Resep Komunikasi di Era Internet


Diduga, salah satu yang menjadi pertimbangan Presiden SBY dalam reshuffle October 2011 lalu adalah buruknya komunikasi internal, sehingga mengganggu kerja kementerian bersangkutan. Apa resep buat pemimpin agar bisa berkomunikasi dengan baik pada era Internet ini?

“Reshuffle dan Komunikasi Dua Arah“; Artikel di Inilah.Com 13 Oktober 2011.

Syafiq Basri Assegaff

English: Graph of internet users per 100 inhab...
Internet mengubah cara kita berkomunikasi

Bisa diduga salah satu yang menjadi pertimbangan Presiden SBY dalam reshuffle kabinet sekarang ini (October lalu – SB) adalah buruknya unjuk kerja kementerian bersangkutan.

Kita pun mengira bahwa buruknya performance itu sangat berkaitan dengan buruknya komunikasi di lembaga tersebut, baik ke luar maupun ke dalam – sehingga nama baiknya tidak sempat terangkat selama dua tahun belakangan ini.

Ada yang menenggarai bahwa boleh jadi sang pemimpin sebuah kementerian banyak berpromosi, tapi alih-alih dari mengangkat reputasi lembaga yang dipimpinnya, ia lebih suka menampilkan pribadinya sendiri.

Sementara itu, komunikasinya ke dalam tidak tergarap atau sama sekali terbengkalai. Padahal sesungguhnya komunikasi di dalam lembaga, sekolah, perusahaan atau organisasi apa pun adalah demikian penting bagi setiap manajemen yang ingin punya reputasi dan performance yang tinggi.

Hasil berbagai penelitian menemukan bahwa keberhasilan sebuah organisasi – baik lembaga pemerintah atau pun swasta – sangat tergantung pada seberapa efektifnya komunikasi internal di organisasi itu: antara pimpinan dan staf, secara horizontal mau pun vertical, di semua lini.

Komunikasi internal yang jernih, menyeluruh, tepat dan konsisten akan mendidik karyawan, membuat mereka menghargai nilai-nilai dan visi organisasi, berbagai program dan proyek, serta menjadi elemen utama dalam melibatkan karyawan agar tetap fokus, produktif dan menjaga komitmen.
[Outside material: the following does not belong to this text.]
PR #6975, opened 2025-08-26
selection sheet redesign

kartikaeyy:


ua741:
Cleaning up old stale PRs as we are not planning to incorporate these changes in the near term.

Tapi komunikasi yang efektif memerlukan kerja keras – dan itu menyangkut beberapa hal penting. Beberapa di antaranya adalah bahwa pimpinan mesti menyediakan informasi yang tepat waktu (tidak terlambat) dan relevan, melalui saluran yang dipercaya pegawai, dan dalam bahasa yang mereka pahami.
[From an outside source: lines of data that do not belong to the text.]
PR #7065, opened 2025-09-05
[server] Support for coupons

ua741:
## Tests
Tested locally for happy cases

### DIFF
--- a/server/pkg/controller/discountcoupon/controller.go
+++ b/server/pkg/controller/discountcoupon/controller.go
@@ -44,42 +44,40 @@ type AddCouponsRequest struct {
 	Codes        []string `json:"codes" binding:"required"`
 }
 
-func (c *Controller) ClaimCoupon(ctx *gin.Context, req ClaimCouponRequest) {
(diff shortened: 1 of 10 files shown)


mnvr (approved):

server/pkg/controller/discountcoupon/controller.go
```diff
@@ -0,0 +1,187 @@
...
+	Codes        []string `json:"codes" binding:"required"`
+}
+
+func (c *Controller) ClaimCoupon(ctx *gin.Context, req ClaimCouponRequest) error {
+	if !AllowedProviders[req.ProviderName] {
+		return stacktrace.Propagate(ente.NewBadRequestWithMessage("Invalid provider name"), "")
+	}
+	go c.processClaimRequest(ctx, req)
+	return nil
+}
```
yuseferi, line 53: really?
Is this the way the backend is written?
Having a function that expects an error, then  run the `processClaimRequest` as a goroutine that you don't wait for it, and whatever happens inside of it does not matter, and you just log it?

I can't believe this 🫨 🫨 🫨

Isi komunikasi yang disampaikannya juga mestilah dalam konteks dan alasan-alasan (rasional) untuk perubahan atau inisiatif baru yang berkaitan dengan organisasi atau perusahaan. Lebih khusus lagi, ia mesti berkenaan dengan unjuk kerja dan kebutuhan-kebutuhan para pekerja di semua unit kerja.
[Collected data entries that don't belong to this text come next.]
PR #7071, opened 2025-09-06
[locker] Update sharing package 

AmanRajSinghMourya:
## Description
Move `notification_widget`, `user_avatar_widget` & `user_extension` to `sharing` package.
Update imports, extract strings and update configuration.


mobile/packages/accounts/pubspec_overrides.yaml
```diff
@@ -12,6 +12,8 @@ dependency_overrides:
     path: ../logging
   ente_network:
     path: ../network
+  ente_sharing:
```
vishnukvmd: Why does `accounts` have a dependency on `sharing`?

mobile/packages/lock_screen/pubspec_overrides.yaml
```diff
@@ -12,6 +12,8 @@ dependency_overrides:
     path: ../logging
   ente_network:
     path: ../network
+  ente_sharing:
```
vishnukvmd: Same as above.

mobile/packages/utils/pubspec.yaml
```diff
@@ -14,6 +14,8 @@ dependencies:
     path: ../../packages/configuration
   ente_logging:
     path: ../../packages/logging
+  ente_sharing:
```
vishnukvmd: Same, why does `utils` care about `sharing`?

vishnukvmd (approved):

Meski kantor pusat organisasi ada di Jakarta, umpamanya, pimpinannya mesti memberikan kesempatan dan mendukung terciptanya suasana agar para supervisor di garis depan terus maju dan memimpin komunikasi yang efektif bersama timnya di daerah.

Yang juga mesti dicatat adalah meski kini Internet mengubah cara kita berkomunikasi, tetap saja komunikasi tatap-muka (face-to-face) harus menjadi andalan, sebab ia adalah media yang paling kaya. Ini penting untuk ditekankan dalam komunikasi internal, khususnya saat hendak menyelesaikan adanya konflik atau krisis, atau mengkomunikasikan perubahan besar dan merayakan keberhasilan (prestasi) bersama.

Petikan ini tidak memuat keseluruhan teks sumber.